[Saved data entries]
________________________

PR #3, opened 2024-12-16
feat(registry): Create v0 Registry contract

finnian0826:
Registry contract created with:

Write methods:
- `registerReferrer` (owner only)
- `registerReferral`

Read methods:
- `getReferrers` for a given protocol
- `getUsers` for a given protocol, referrer pair
- `getRewardRate` for a given protocol, referrer pair

`npx hardhat compile` to create the ABI (I cleaned up output to what it is now)

Unit tests added

### DIFF
--- a/contracts/Registry.sol
+++ b/contracts/Registry.sol
@@ -81,9 +81,9 @@ contract Registry is AccessControlDefaultAdminRules {
     string calldata protocolId
   ) external {
     // Check if the referrer has been initialized but the user has not been registered before to the given protocol
-    if (_referrers[protocolId][referrerId].rewardAddress != address(0)) {
+    if (_referrers[protocolId][referrerId].rewardAddress == address(0)) {
       revert ReferrerNotRegistered(protocolId, referrerId);
-    } else if (_usersByProtocol[protocolId][msg.sender].timestamp == 0) {
+    } else if (_usersByProtocol[protocolId][msg.sender].timestamp != 0) {
       revert UserAlreadyRegistered(protocolId, referrerId, msg.sender);
     } else {
       _usersByReferrer[protocolId][referrerId][msg.sender] = User(
--- a/contracts/Registry.sol
+++ b/contracts/Registry.sol
@@ -59,7 +59,7 @@ contract Registry is AccessControlDefaultAdminRules {
     uint256[] calldata rewardRates,
     address rewardAddress
   ) external onlyRole(DEFAULT_ADMIN_ROLE) {
-    // Remove referrer from protocols where the relationship is no longer active (from previous registration)
+    // Remove referrer from protocols from previous registrations
     for (uint256 i = 0; i < _referrerIdToProtocolIds[referrerId].length; i++) {
       string memory protocol = _referrerIdToProtocolIds[referrerId][i];
       string[] storage referrerIds = _protocolIdToReferrerIds[protocol];
--- a/contracts/Registry.sol
+++ b/contracts/Registry.sol
@@ -1,0 +1,114 @@
+// SPDX-License-Identifier: MIT
+pragma solidity ^0.8.24;
+
+import {AccessControlDefaultAdminRules} from '@openzeppelin/contracts/access/extensions/AccessControlDefaultAdminRules.sol';
+import {SafeERC20} from '@openzeppelin/contracts/token/ERC20/utils/SafeERC20.sol';
+import {IERC20} from '@openzeppelin/contracts/token/ERC20/IERC20.sol';
+
+contract Registry is AccessControlDefaultAdminRules {
+  using SafeERC20 for IERC20;
+
+  event ReferrerRegistered(
+    string indexed referrerId,
+    string[] indexed protocolIds,
+    uint256[] rewardRates,
+    address rewardAddress
+  );
+
+  event ReferralRegistered(
+    string indexed protocolId,
+    string indexed referrerId,
+    address indexed userAddress
+  );
+  
+  event ReferralSkipped(
+    string indexed protocolId,
+    string indexed referrerId,
+    address indexed userAddress
+  );
+
+  struct User {
+    uint256 timestamp;
+  }
+
+  struct Referrer {
+    address rewardAddress;
+    uint256 rewardRate;
+    address[] userAddresses;
+  }
+
+  struct Protocol {
+    string[] _referrers;
+  }
+
+  mapping(string => Protocol) private _protocols;
+  mapping(string => mapping(string => Referrer)) private _referrers;
+  mapping(string => mapping(string => mapping(address => User))) private _users;
+
+  constructor(
+    address owner,
+    uint48 transferDelay
+  ) AccessControlDefaultAdminRules(transferDelay, owner) {}
+
+  function registerReferrer(
+    string calldata _referrerId,
+    string[] calldata _protocolIds,
+    uint256[] calldata _rewardRates,
+    address _rewardAddress
+  ) external onlyRole(DEFAULT_ADMIN_ROLE) {
+    for (uint256 i = 0; i < _protocolIds.length; i++) {
+      _referrers[_protocolIds[i]][_referrerId] = Referrer(
+        _rewardAddress,
+        _rewardRates[i],
+        new address[](0)
+      );
+      _protocols[_protocolIds[i]]._referrers.push(_referrerId);
+    }
+    emit ReferrerRegistered(_referrerId, _protocolIds, _rewardRates, _rewardAddress);
+  }
+
+  function registerReferral(
+    string calldata referrerId,
+    string calldata protocolId
+  ) external {
+    if (
+      // Check if the referrer has been initialized but the user has not been registered before
+      _referrers[protocolId][referrerId].rewardAddress != address(0) &&
+      _users[protocolId][referrerId][msg.sender].timestamp == 0
+    ) {
+      _users[protocolId][referrerId][msg.sender] = User(block.timestamp);
+      _referrers[protocolId][referrerId].userAddresses.push(msg.sender);
+      emit ReferralRegistered(protocolId, referrerId, msg.sender);
+    } else {
+      emit ReferralSkipped(protocolId, referrerId, msg.sender);
+    }
+  }
+
+  function getReferrers(
+    string calldata protocolId
+  ) external view returns (string[] memory) {
+    return _protocols[protocolId]._referrers;
+  }
+
+  function getUsers(
+    string calldata protocolId,
+    string calldata referrerId
+  ) external view returns (address[] memory, uint256[] memory) {
+    address[] memory userAddresses = _referrers[protocolId][referrerId]
+      .userAddresses;
+    uint256[] memory timestamps = new uint256[](userAddresses.length);
+
+    for (uint256 i = 0; i < userAddresses.length; i++) {
+      timestamps[i] = _users[protocolId][referrerId][userAddresses[i]].timestamp;
+    }
+
+    return (userAddresses, timestamps);
+  }
+
+  function getRewardRate(
+    string calldata protocolId,
+    string calldata referrerId
+  ) external view returns (uint256) {
+    return _referrers[protocolId][referrerId].rewardRate;
+  }
+}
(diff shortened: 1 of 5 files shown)


contracts/Registry.sol
```diff
@@ -0,0 +1,114 @@
...
+        _rewardAddress,
+        _rewardRates[i],
+        new address[](0)
+      );
+      _protocols[_protocolIds[i]]._referrers.push(_referrerId);
+    }
+    emit ReferrerRegistered(_referrerId, _protocolIds, _rewardRates, _rewardAddress);
+  }
+
+  function registerReferral(
```
silasbw, line 70: So, for the same `msg.sender` both of these could succeed, correct?

```solidity
registerReferral('foo', 'beefy');
registerReferral('goo', 'beefy');
```

What would be the plan for determining revenue attribution then?  Up to the off-chain caller to use the timestamp property?  Would it make sense to revert with an error in instance of the second call (where `msg.sender` is already registered for a protocol).

contracts/Registry.sol
```diff
@@ -0,0 +1,114 @@
...
+    if (
+      // Check if the referrer has been initialized but the user has not been registered before
+      _referrers[protocolId][referrerId].rewardAddress != address(0) &&
+      _users[protocolId][referrerId][msg.sender].timestamp == 0
+    ) {
+      _users[protocolId][referrerId][msg.sender] = User(block.timestamp);
+      _referrers[protocolId][referrerId].userAddresses.push(msg.sender);
+      emit ReferralRegistered(protocolId, referrerId, msg.sender);
+    } else {
+      emit ReferralSkipped(protocolId, referrerId, msg.sender);
```
silasbw, line 83: Without really knowing more about usage, it seems like a revert here is what clients/callers would expect (rather than, essentially, a fail silently).

contracts/Registry.sol
finnian0826: ahh yeah the check I had was wrong, fixed it in [ff625eb](https://github.com/mobilestack-xyz/funding-layer/pull/3/commits/ff625ebbd37d43d83b848224a239044ddcd2163b) to check if a user is registered to a given protocol by any referrer. Working now to have it revert with an error rather than emit `ReferralSkipped`.

finnian0826: custom errors added to revert in [e5abd46](https://github.com/mobilestack-xyz/funding-layer/pull/3/commits/e5abd46f8bdffb5fc12873cf56173ff93c49b425)

contracts/Registry.sol
```diff
@@ -0,0 +1,126 @@
...
+  function registerReferral(
+    string calldata referrerId,
+    string calldata protocolId
+  ) external {
+    // Check if the referrer has been initialized but the user has not been registered before to the given protocol
+    if (_referrers[protocolId][referrerId].rewardAddress == address(0)) {
+      revert ReferrerNotRegistered(protocolId, referrerId);
+    } else if (_usersByProtocol[protocolId][msg.sender].timestamp != 0) {
+      revert UserAlreadyRegistered(protocolId, referrerId, msg.sender);
+    } else {
```
silasbw, line 88: is a single mapping sufficient here?  `_referrer[protocolId][msg.sender] = reffererId`?

contracts/Registry.sol
```diff
@@ -0,0 +1,126 @@
...
+    uint256 rewardRate;
+    address[] userAddresses;
+  }
+
+  struct Protocol {
+    string[] referrers;
+  }
+
+  mapping(string => Protocol) private _protocols;
+  mapping(string => mapping(string => Referrer)) private _referrers;
```
silasbw, line 47: i would name this something else, since the data here doesn't represent a referrer necessarily.  maybe `_partner` or `_frontend`?  There's only a referrer once there's a referral, so it took a second for me to understand the intent of the property was more around potential referrers.

contracts/Registry.sol
finnian0826: What would the single mapping replace? For a given referrer/protocol pair we want to get all the referred users, using the above data structure we'd have to loop over every user for a given protocol and check their referrer which seems inefficient

contracts/Registry.sol
finnian0826: There doesn't need to be a referral for the referrer to exist in `_referrers`, when `registerReferrer` is called, the info for the referrer is added. The data here should be a map from protocolId to a mapping from referrerId to `Referrer`, which is all the info about a specific referrer.

contracts/Registry.sol
finnian0826: The reason I have two is because there are two cases that need to be handled around users:
- For a given protocol, check if a user has been referred to it by ANY referrer
- For a given protocol and a given referrer, get all the users they have referrered

Within the constraints of solidity that I've seen (can't get object.keys, etc), it seemed most efficient to have two different data structures

finnian0826: I don't think the code you added would work, because for a given referrerId we want to get all the users they referred, and that would require us to iterate over every user and check if referrerId matched, but from what I've seen in solidity you can't iterate over keys, if you want to do that you have to store a key array (or something similar).

I was able to clean it up to just use one mapping in [4bf7331](https://github.com/mobilestack-xyz/funding-layer/pull/3/commits/4bf7331d5545e037ccf27ef5de3a4dce4861b4ec) though rather than the 2 different users ones.

contracts/Registry.sol
jophish: I might add brief comments explaining the intent of these pieces of state. For example "`_protocols is a mapping from protocol IDs to lists of referrer IDs that refer to that protocol, used to perform reverse lookups of all referrers that refer to a particular protocol."` and `"_referrers is a mapping from protocol IDs to mappings of referrer IDs to referrer objects.`.

I find that in order to accomplish apparently simple things in Solidity, you often need to maintain seemingly redundant state, and it's often difficult to understand at a glance why certain choices were made around state management. I like to add comments explaining these choices in Solidity.

contracts/Registry.sol
```diff
@@ -0,0 +1,121 @@
...
+  mapping(string => mapping(address => User)) private _usersByProtocol;
+
+  constructor(
+    address owner,
+    uint48 transferDelay
+  ) AccessControlDefaultAdminRules(transferDelay, owner) {}
+
+  function registerReferrer(
```
jophish, line 55: We may want to potentially _update_ referrer information over time, say, to add/remove a protocol from a referrer, or to update the reward rate for a particular protocol that a referrer supports. Calling `registerReferrer` multiple times with the same `_referrerId` but varying the other parameters can potentially leave the contract state inconsistent/incorrect. I think it would be good if `registerReferrer` essentially acted as an "overwrite", meaning it would functionally "wipe" the state of any record of `_referrerId` before running the existing body of this method. This would also give the function the property of being idempotent, which is nice. If we wanted to remove or add a protocol, or update the reward rates or something, we would just call this method with whatever we last called it with, plus whatever diff we want.

This means that we would need some way to retrieve the current information about a particular referrer in order to call `registerReferrer` with the correct parameters whenever we want to perform an update. In particular, for some referrer, we should be able to get:
* The associated protocols
* Those protocol's reward rates
* The reward address

Seeing as how we currently have no mapping in the state whose top-level is keyed by referrer ID, I don't think a getter like this is possible without augmenting the state in some way, since, like you said, we cannot iterate over keys in Solidity.

contracts/Registry.sol
```diff
@@ -0,0 +1,121 @@
...
+    string calldata _referrerId,
+    string[] calldata _protocolIds,
+    uint256[] calldata _rewardRates,
+    address _rewardAddress
+  ) external onlyRole(DEFAULT_ADMIN_ROLE) {
+    for (uint256 i = 0; i < _protocolIds.length; i++) {
+      _referrers[_protocolIds[i]][_referrerId] = Referrer(
```
jophish, line 62: A `Referrer` struct is not actually a "global" object per referrer; it seems to me to be implicitly tied to a particular protocol by virtue of its placement in the `_referrers` mapping. However, it does contain a piece of state, `rewardAddress`, which _is_ global/unique to a particular referrer. With the current state setup, there is no real source of truth for `rewardAddress` for a particular referrer, since it may be duplicated several times among different `Referrer` objects. Kind of a nitpick, but I might suggest moving `rewardAddress` to a mapping from referrer ID to reward address.

Also (as I mention in a previous comment), we currently have no way to retrieve reward address from the contract state for a particular referrer.

jophish (commented):
Looks awesome -- left some comments with suggestions. The state management here is definitely trickier than I had anticipated.

silasbw (approved):
now that's joe's back, i shouldn't be blocking this anymore.

contracts/Registry.sol
```diff
@@ -0,0 +1,161 @@
...
+          keccak256(abi.encodePacked(referrerId))
+        ) {
+          // Replace the current element with the last element
+          referrerIds[j] = referrerIds[referrerIds.length - 1];
+          referrerIds.pop(); // Remove the last element
+          break; // Exit the inner loop after removal
+        }
+      }
+    }
+    // Add/update the reward rate for each provider, add the referrer to the list of referrers for each provider
```
jophish, line 79: nit:
```suggestion
    // Add/update the reward rate for each protocol, add the referrer to the list of referrers for each protocol
```

for consistency

contracts/Registry.sol
```diff
@@ -0,0 +1,161 @@
...
+    } else {
+      _userInfoByProtocol[protocolId][msg.sender] = User(block.timestamp);
+      _referrerInfoByProtocol[protocolId][referrerId].userAddresses.push(
+        msg.sender
+      );
+      emit ReferralRegistered(protocolId, referrerId, msg.sender);
+    }
+  }
+
+  function getReferrers(
```
jophish, line 126: Can we add a corresponding `getProtocols` method to match this?

test/Registry.ts
```diff
@@ -0,0 +1,278 @@
...
+        mockReferrerId2,
+        [mockProtocolId],
+        mockRewardRates,
+        mockRewardAddress,
+      )
+      await registry
+        .connect(addr1)
+        .registerReferral(mockReferrerId, mockProtocolId)
+
+      // Trying to register again should emit "ReferralSkipped"
```
jophish, line 199:
```suggestion
      // Trying to register again should emit "UserAlreadyRegistered"
```

contracts/Registry.sol
```diff
@@ -0,0 +1,161 @@
...
+        }
+      }
+    }
+    // Add/update the reward rate for each provider, add the referrer to the list of referrers for each provider
+    for (uint256 i = 0; i < protocolIds.length; i++) {
+      _referrerInfoByProtocol[protocolIds[i]][referrerId]
+        .rewardRate = rewardRates[i];
+      _protocolIdToReferrerIds[protocolIds[i]].push(referrerId);
+      // Update the list of protocols for the referrer (need to copy each element individually, cannot just assign the array)
+      _referrerIdToProtocolIds[referrerId].push(protocolIds[i]);
```
jophish, line 85: It looks like we never actually reset this list on subsequent calls to `registerReferrer`; we only ever append to it. By my logic, if we call `registerReferrer` for `referrerA` and `protocolA, protocolB`, and then later call it for `referrerA`, `protocolC`, `_referrerIdToProtocolIds[referrerA]` would end up being `[protocolA, protocolB, protocolC]`, no?

I think one consequence of this is that a user may be able to register themselves with a referrer/protocol pair that has since been de-registered (like `referrerA`/`protocolA` above), since the loop on [line 102](https://github.com/mobilestack-xyz/funding-layer/pull/3/files#diff-3579d55f1ea85bbe0e06236275421f84e98afd945520c4138c2c4cb1a7b3543fR102) will set `_referrerIsRegistered` to `true`. 

Can we add a test for this? The contents of the state itself is more directly testable if we have a `getProtocols` getter as well, as mentioned below.

jophish (commented):
Looks super close! One comment about a potential logic bug where we never reset the mapping of `referrerId` to `protocolId`s, which could cause issues, and a suggestion for an additional getter.

jophish (approved):
Looks great!! Thanks for making all the changes. I think you can resolve the knip issue by adding `ethers` as a dev dependency, `yarn add --dev ethers`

________________________

**WHAT THIS TASK INVOLVES**
Copy every line from the entries that contains the word "since".

**RESULT OF THE EXERCISE**
silasbw, line 47: i would name this something else, since the data here doesn't represent a referrer necessarily.  maybe `_partner` or `_frontend`?  There's only a referrer once there's a referral, so it took a second for me to understand the intent of the property was more around potential referrers.
Seeing as how we currently have no mapping in the state whose top-level is keyed by referrer ID, I don't think a getter like this is possible without augmenting the state in some way, since, like you said, we cannot iterate over keys in Solidity.
jophish, line 62: A `Referrer` struct is not actually a "global" object per referrer; it seems to me to be implicitly tied to a particular protocol by virtue of its placement in the `_referrers` mapping. However, it does contain a piece of state, `rewardAddress`, which _is_ global/unique to a particular referrer. With the current state setup, there is no real source of truth for `rewardAddress` for a particular referrer, since it may be duplicated several times among different `Referrer` objects. Kind of a nitpick, but I might suggest moving `rewardAddress` to a mapping from referrer ID to reward address.
I think one consequence of this is that a user may be able to register themselves with a referrer/protocol pair that has since been de-registered (like `referrerA`/`protocolA` above), since the loop on [line 102](https://github.com/mobilestack-xyz/funding-layer/pull/3/files#diff-3579d55f1ea85bbe0e06236275421f84e98afd945520c4138c2c4cb1a7b3543fR102) will set `_referrerIsRegistered` to `true`. 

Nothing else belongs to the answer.